Yes captaincoma, that's what I have.

Finally limped over the line - but it didn't help being an idiot!! Whilst attempting to fill the LH grid I kept getting the 7a & 9a giving an impossible solution for the other 3d, so kept starting (and starting) over again. It was only this morning that I realised that it didn't have to because that solution is in the other b****y grid!! That is the trouble with maths puzzles, if you get fixated on a particular route and don't refresh your mind, you are undoubtedly heading for failure. I would like to change my name to twit!!

Am I being particularly thick today?
Surely the last digits of ,3d and 9a are the same,which cannot be, according to the preamble

Although the preamble says "once as an entry's last digit" that doesn't preclude it from being the last digit of more than one entry. At least, that is the way I see it.
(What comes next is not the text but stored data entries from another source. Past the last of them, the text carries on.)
PR #38, opened 2023-02-09
Include Drafts in Recently Viewed Documents

jeffdaley:
Moves RecentlyViewedDocument functions from the dashboard route to a service. By detaching from the model hook, we make fewer network calls and get a faster, more reactive dashboard.

The service also expands to include drafts, and to accommodate legacy users, we transform the old list:

```
files: ['docID1', 'docID2', 'docID3']
```
into the new format when `fetchAll` is called by the dashboard route:
```
files:[
    { id: 'docID1', isDraft: false },
    { id: 'docID2', isDraft: false },
    { id: 'docID3', isDraft: false }
]
```

You can see for yourself locally. Log in and your recently viewed docs should be preserved. (Note: Your recent-docs list will reset when switching back to main.)


web/app/routes/authenticated/dashboard.js
```diff
@@ -67,52 +67,12 @@ export default class DashboardRoute extends Route {
...
-          )}`;
-
-          recentlyViewedDocs.push(promise.value);
-        }
-      });
-
-      return recentlyViewedDocs;
-    });
+    if (this.recentDocs.all === null) {
+      await this.recentDocs.fetchAll.perform();
```
jfreda, line 71: Should we add some error checking here?

web/app/routes/authenticated/document.js
```diff
@@ -103,10 +103,8 @@ export default class DocumentRoute extends Route {
       console.log("Error recording analytics: " + err);
     }
 
-    // If not a draft, record the doc as recently viewed.
-    if (!params.draft) {
-      this.recentDocs.addDoc.perform(params.document_id);
-    }
+    // Record the doc with the RecentlyViewedDocs service.
+    void this.recentDocs.markViewed.perform(params.document_id, params.draft);
```
jfreda, line 107: Should we add some error checking here? Curious about the use of `void` as well.

jfreda (commented):
Overall looks really good! Just wondering about error checking in a couple of spots so the dashboard doesn't break in case these new service methods error out.

web/app/routes/authenticated/dashboard.js
jeffdaley: What did you have in mind? Here I'm relying on `fetchAll`'s error handling

web/app/routes/authenticated/document.js
jeffdaley: Another place where I'm relying on `markViewed`'s error handlers. And because I'm not awaiting this task, I'm not sure what error handling I could do. But let me know your thoughts.

I use `void` on async functions (that return void) to signal when I'm _deliberately not awaiting them_. Here I just want to kick off the task and not have it hold up the `model` call. I'm hoping `void` reminds me of this the next time I'm in the code. Shouldn't have any affect on the function when used this way.

web/app/routes/authenticated/dashboard.js
jfreda: It looks like `fetchAll` just logs and throws an error so it would end up here? I might be missing something though.

web/app/routes/authenticated/document.js
jfreda: Okay, makes sense 👍

web/app/routes/authenticated/dashboard.js
jfreda: Also this isn't necessarily a blocker, but I just wanted to make sure that the dashboard would still load if there was an error with `fetchAll` - did you test that?

jfreda (approved):
Nice, just one sorta open question about error handling, but otherwise LGTM!

web/app/routes/authenticated/dashboard.js
jeffdaley: I see what you mean. Check out these changes: https://github.com/hashicorp-forge/hermes/pull/38/commits/a634c7d2d837e77620d2dc15cfa0632e9f87176e

We now let failed `fetchAll` through and show an error in the template with the option to refresh.

In this example it's hard-coded to fail, but it should give you an idea of the implementation:
https://user-images.githubusercontent.com/754957/227072262-c2cbc23e-28d7-4200-9186-2a3e8e4063cd.mp4

jfreda: Looks great! :shipit:

Issue #8, opened 2023-02-01
Add Docker image


inductor:
For someone who just want to try Hermes real quick I think it's nice to have a Docker image officially.

anubhavmishra:
Thanks for the interest in Hermes! This is on our short-term roadmap as part of some build and release improvements that we were not able to include as part of our initial release. We're attaching the planned-work label to this as something that HashiCorp Labs is going to do.

trungdlp-wolffun:
You can check my PR @inductor https://github.com/hashicorp-forge/hermes/pull/42

PR #42, opened 2023-02-10
Create dockerfile to build image

trungdlp-wolffun:
Issue: https://github.com/hashicorp-forge/hermes/issues/8


.dockerignore
```diff
@@ -0,0 +1 @@
+**/node_modules
```
inductor, line 1: Add EOF in the end

Dockerfile
```diff
@@ -0,0 +1,37 @@
+# BUILD FRONTEND STAGE
```
inductor, line 1:
```suggestion
# syntax = docker/dockerfile:1.4

# BUILD FRONTEND STAGE
```

Dockerfile
```diff
@@ -0,0 +1,37 @@
...
+FROM node:18-alpine as frontend-builder
```
inductor, line 2:
```suggestion
FROM node:16-alpine as frontend-builder
```

Dockerfile
```diff
@@ -0,0 +1,37 @@
...
+
+# Copy execute file
+WORKDIR /app
+COPY --from=backend-builder /app/hermes hermes
+
+# Set execuateable
+RUN chmod +x hermes
+
+# Execute app
+ENTRYPOINT ["./hermes"]
```
inductor, line 37: Add EOF in the end

Dockerfile
```diff
@@ -0,0 +1,37 @@
...
+# Install Make
+RUN apk add --no-cache make
+
+# Install Yarn v3
+RUN corepack enable
+RUN corepack prepare yarn@stable --activate
+RUN yarn set version stable
+
+# Build frontend
+RUN make web/build
```
inductor, line 17:
```suggestion
WORKDIR /app

# Install Make
RUN apk add --no-cache make

# Install Yarn v3
RUN corepack enable
RUN corepack prepare yarn@stable --activate
RUN yarn set version stable

# Copy and install deps
COPY --link Makefile .
COPY --link web web
RUN make web/install-deps

# Copy all file
COPY --link . .

# Build frontend
RUN make web/build
```

Dockerfile
```diff
@@ -0,0 +1,37 @@
...
+
+# BUILD BACKEND STAGE
+FROM golang:1.18 as backend-builder
+WORKDIR /app
+COPY --from=frontend-builder /app/web/dist /app/web/dist
+COPY . .
```
inductor, line 23:
```suggestion
COPY --link go.mod go.sum ./
RUN go mod download
COPY --link . .
COPY --link --from=frontend-builder /app/web/dist /app/web/dist
```

inductor:
@trungdlp-wolffun added some Dockerfile improvements including latest specification in https://docs.docker.com/engine/reference/builder/#copy---link

Dockerfile
trungdlp-wolffun: Why we should use Node.js 16?

trungdlp-wolffun:
@inductor I'm updated your suggestion. Can you help me understand `COPY --link` meaning ? (I already read Docker document)

inductor:
@trungdlp-wolffun https://github.com/moby/buildkit/blob/master/frontend/dockerfile/docs/reference.md#copy---link would probably have a better explanation.

It has better caching than without it

Dockerfile
```diff
@@ -0,0 +1,46 @@
...
+FROM golang:1.18 as backend-builder
+WORKDIR /app
+COPY --link go.mod go.sum ./
+RUN go mod download
+COPY --link . .
+COPY --link --from=frontend-builder /app/web/dist /app/web/dist
+RUN make bin
+
+# RUN STAGE
+FROM alpine:latest
```
inductor, line 36: I would avoid using latest tag and might adopt something like distroless base image. But I would like project maintainers to make this decision

trungdlp-wolffun: @inductor I think distroless better than alpine, smaller and only necessary dependency.

trungdlp-wolffun: I updated alpine to ver 3.17

trungdlp-wolffun: @inductor Do you know https://www.chainguard.dev/chainguard-images?

sjbarag:
Any updates here? Having a Dockerfile upstream would make Hermes much easier to deploy!

jeffdaley:
Hey all, thanks for the contributions.

Unfortunately we're not accepting Dockerfile PRs right now, but this is [planned work](https://github.com/hashicorp-forge/hermes/issues?q=is%3Aissue+is%3Aopen+label%3Aplanned-work). Basically, we have internal, build-related things to configure first. 

We appreciate your continued patience on this.

PR #45, opened 2023-02-10
Adds types to FetchService

jeffdaley:
Adds types to the FetchService


web/app/routes/authenticated/drafts.ts
```diff
@@ -93,7 +93,10 @@ export default class DraftsRoute extends Route {
             "/api/v1/drafts?" +
               this.createDraftURLSearchParams(params, ownerFacetOnly)
           )
-          .then((response) => response.json());
+          .then((response) => {
+            assert("response must be defined", response);
```
jfreda, line 97: I'm curious about the uses of `assert` in this PR because assertions are removed for production builds - can you explain the intent behind these?

jeffdaley: To pass type checking and hopefully to pinpoint errors better in development. `resp` can be undefined so we have to assert it or invoke it with a question mark `resp?.json()`. I expect a response so I opted to assert it.

jeffdaley: Thinking about this a little more. I see where you're coming from. It's both more succinct and more true to use the `resp?.json()` invocation. Any benefit of assertion-error proximity is minimal. I'm going to change the approach!

jfreda (approved):

PR #394, opened 2023-10-27
Create `Product::Avatar` component

jeffdaley:
Pending #385 #387 

Component-izes the "product badge" (renamed to ProductAvatar). We'll soon expand this to handle products without FlightIcons.


web/app/components/doc/thumbnail.ts
```diff
@@ -20,6 +25,14 @@ export default class DocThumbnailComponent extends Component<DocThumbnailCompone
     }
   }
 
+  protected get productAvatarSize() {
```
jfreda, line 28: Do we still need `sizeIsLarge()` with this?

web/app/components/product/avatar.gts
```diff
@@ -0,0 +1,59 @@
...
+    return productID;
+  }
+
+  private get sizeIsMedium() {
+    return this.args.size === HermesAvatarSize.Medium;
+  }
+
+  private get sizeIsLarge() {
+    return this.args.size === HermesAvatarSize.Large;
+  }
```
jfreda, line 35: Curious about this pattern vs. checking the value in the template using a more generic getter that just returns the size (like was added in the thumbnail component in this PR) - seems like that could be more scalable?

jfreda (commented):
Overall looks good, just couple of questions about the pattern for preferring boolean getters so I can understand better.

web/app/components/product/avatar.gts
jeffdaley: Most of it was the convenience of having everything in one file in the early phase. But it's worth noting that Tailwind's [dynamic class rules](https://tailwindcss.com/docs/content-configuration#dynamic-class-names) limit our efficiency a bit.* Still, we're past the early phase, so we can be smarter here. I refactored to use CSS classes.

* Of course, there are workarounds. I think safe-listing the `w-` and `h-` classes would allow us to do stuff like `class="h-{{this.size}}"` if that were ever preferable to CSS.

jfreda: Cool, sounds good 👍

jfreda (approved):

PR #406, opened 2023-11-06
Fetch products on login; add `getProductAbbreviation` function

jeffdaley:
Moves the ProductAreaService's `fetch` call to the `/authenticated` route and adds a `getProductAbbreviation` utility method. We now fetch ProductAreas at the component level (e.g., ProductSelect, Settings), but since we're planning to use abbreviations in the ProductAvatar, it would be helpful to have these loaded on login.


jfreda (commented):
If I'm understanding this correctly, we'll only fetch the products on login with this change so if (in the probably rare case, but possible) a product is added while a user has an active session, it could cause an issue? If that's correct, should we do another fetch if we don't find a product in the productArea service?

jeffdaley:
> if a product is added while a user has an active session, it could cause an issue?

FWIW, this wouldn't be a new issue. Even in the current code, ProductAreas are only fetched once per session.

I added a couple "refresh" calls to handle the case of new products being added. I think they make sense on the [ProductSelect](https://github.com/hashicorp-forge/hermes/pull/406/commits/56bc2fd2a44b931b79fcbb509b314dce214e7d5b) and [SubscriptionList](https://github.com/hashicorp-forge/hermes/pull/406/commits/50aa9979fdb00b566dec8f6e1c73b79732986302) components but don't seem necessary for cosmetic stuff like avatars.

jfreda:
> FWIW, this wouldn't be a new issue.

Ah didn't realize that.

> I added a couple "refresh" calls to handle the case of new products being added.

Cool, sounds good 👍

jfreda (approved):

PR #408, opened 2023-11-07
Update request for project related resources; Cleanup to match back-end

jeffdaley:
- Updates the Project requests to grab the related resources separately.
- Renames stuff to align with the back end
- Cleanup and note-to-self


web/mirage/config.ts
```diff
@@ -516,24 +528,6 @@ export default function (mirageConfig) {
...
-      /**
-       * Used by the /projects/:project_id route to fetch a single project.
-       */
-      this.get("/projects/:project_id", (schema, request) => {
-        const project = schema.projects.findBy({
-          id: request.params.project_id,
-        });
-        return new Response(200, {}, project.attrs);
-      });
-
```
jeffdaley, line 536: These were duplicates. Probably a merge error.

web/app/types/project.d.ts
```diff
@@ -15,14 +15,15 @@ export interface JiraObject {
...
 export interface HermesProject {
-  id: string; // at least in Mirage...
+  id: string;
   title: string;
   status: ProjectStatus;
   hermesDocuments?: RelatedHermesDocument[];
   description?: string;
-  jiraObject?: JiraObject;
+  jiraIssueID?: string;
+  jiraIssue?: JiraIssue;
```
jfreda, line 24: Is `jiraIssueID` supposed to represent the internal Jira ID (if so, curious how we use that)? Can we put that as part of a `JiraIssue`? Note/caveat: I haven't dove into the Jira part of the backend work yet so I'm cool with this changing as we start to incorporate that.

jfreda (approved):

web/app/types/project.d.ts
jeffdaley: I interpreted JiraIssueID to be an _external_ reference, like "LABS-123" (as in `test-org.atlassian.com/issues/LABS-123` that would be used to query the Jira API for the full object.

PR #414, opened 2023-11-08
Projects in the sidebar

jeffdaley:
Adds a Projects section to the document sidebar along with "add document to project" functionality.


web/app/components/document/sidebar.hbs
```diff
@@ -11,15 +11,15 @@
 
 {{#unless @isCollapsed}}
   <div
-    class="sidebar-body scrollable-container"
```
jeffdaley, line 14: Unused class

web/app/components/document/sidebar.ts
```diff
@@ -477,6 +507,23 @@ export default class DocumentSidebarComponent extends Component<DocumentSidebarC
...
+
+  /**
+   * The action to hide the Projects modal.
+   * Passed to the Projects modal component and
+   * triggered on modal close.
+   */
+  @action protected hideProjectsModal() {
+    this.projectsModalIsShown = false;
+  }
+
```
jfreda, line 526: Non-blocking: maybe could simplify to a `toggleProjectsModall()` that does `this.projectsModalIsShown = !this.projectsModalIsShown`?

web/app/components/new/project-form.ts
```diff
@@ -107,6 +122,31 @@ export default class NewProjectFormComponent extends Component<NewProjectFormCom
           }),
         })
         .then((response) => response?.json());
+
+      /**
+       * Create the project with a minimum duration.
```
jfreda, line 127: 2 fast 2 furious

web/app/components/project/jira-widget.ts
```diff
@@ -75,7 +75,72 @@ export default class ProjectJiraWidgetComponent extends Component<ProjectJiraWid
...
+      return this.issue.status as string;
+    }
+  }
+
+  /**
+   * The type of the issue, if it exists.
+   * Will exist if the issue is a full Jira issue.
+   * Determines if the type is shown in the widget.
+   */
+  protected get issueType() {
```
jfreda, line 87: Curious why we need these getters and can't just do conditionals in the template based on if the issue's properties are undefined or not?

web/app/components/projects/add-to-or-create.hbs
```diff
@@ -0,0 +1,100 @@
+<Hds::Modal
+  data-test-add-to-or-create-project-modal
+  @onClose={{@onClose}}
+  class={{unless this.newProjectFormIsShown "search-window"}}
+  as |M|
+>
+  <M.Header data-test-modal-header>
+    {{if this.newProjectFormIsShown "Start a project" "Add doc to project"}}
+  </M.Header>
+  {{! TODO: confirm this height decision }}
```
jfreda, line 10: Did you mean to leave this TODO in? (fine if it will be addressed later, but wanted to make sure)

jfreda (approved):
Couple questions, but nothing blocking!

web/app/components/document/sidebar.ts
jeffdaley: I usually reserve the `toggle` construction for actual toggles, e.g., "Show more/Show fewer" or check/uncheck controls. Here, because the show and hide actions are separate, I like the clarity of being specific: <button {{on "click" this.showProjectsModal}}>` and `<Hds::Modal @onClose={{this.hideProjectsModal}}>` feels more precise to me than if we were to pass `toggleProjectsModal` to both.

Also, it's not the case here, but show/hide actions often have specific setup or teardown, so I might also be in the habit of separating them from the jump.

There are 11 clues, so clearly one cell must be the final cell of two of them.

If you look at each grid, these cells must all contain full set of different digits:

Row 1: cells 1, 3, 4
Row 2: cells 1, 2, 4
Row 3: cells 1, 3, 4
Row 4: cell 1

All the other cells end an entry, and those cells must also contain full set of different digits. That’s all the preamble means

Thank you, Gitto and Quisling. That confirms my understanding. The wording. '[A]n' entry and 'once not' are a little too cryptic for my liking, but I think I see the intention of the setter.

Got there. Worth the effort! Thanks, Oyler.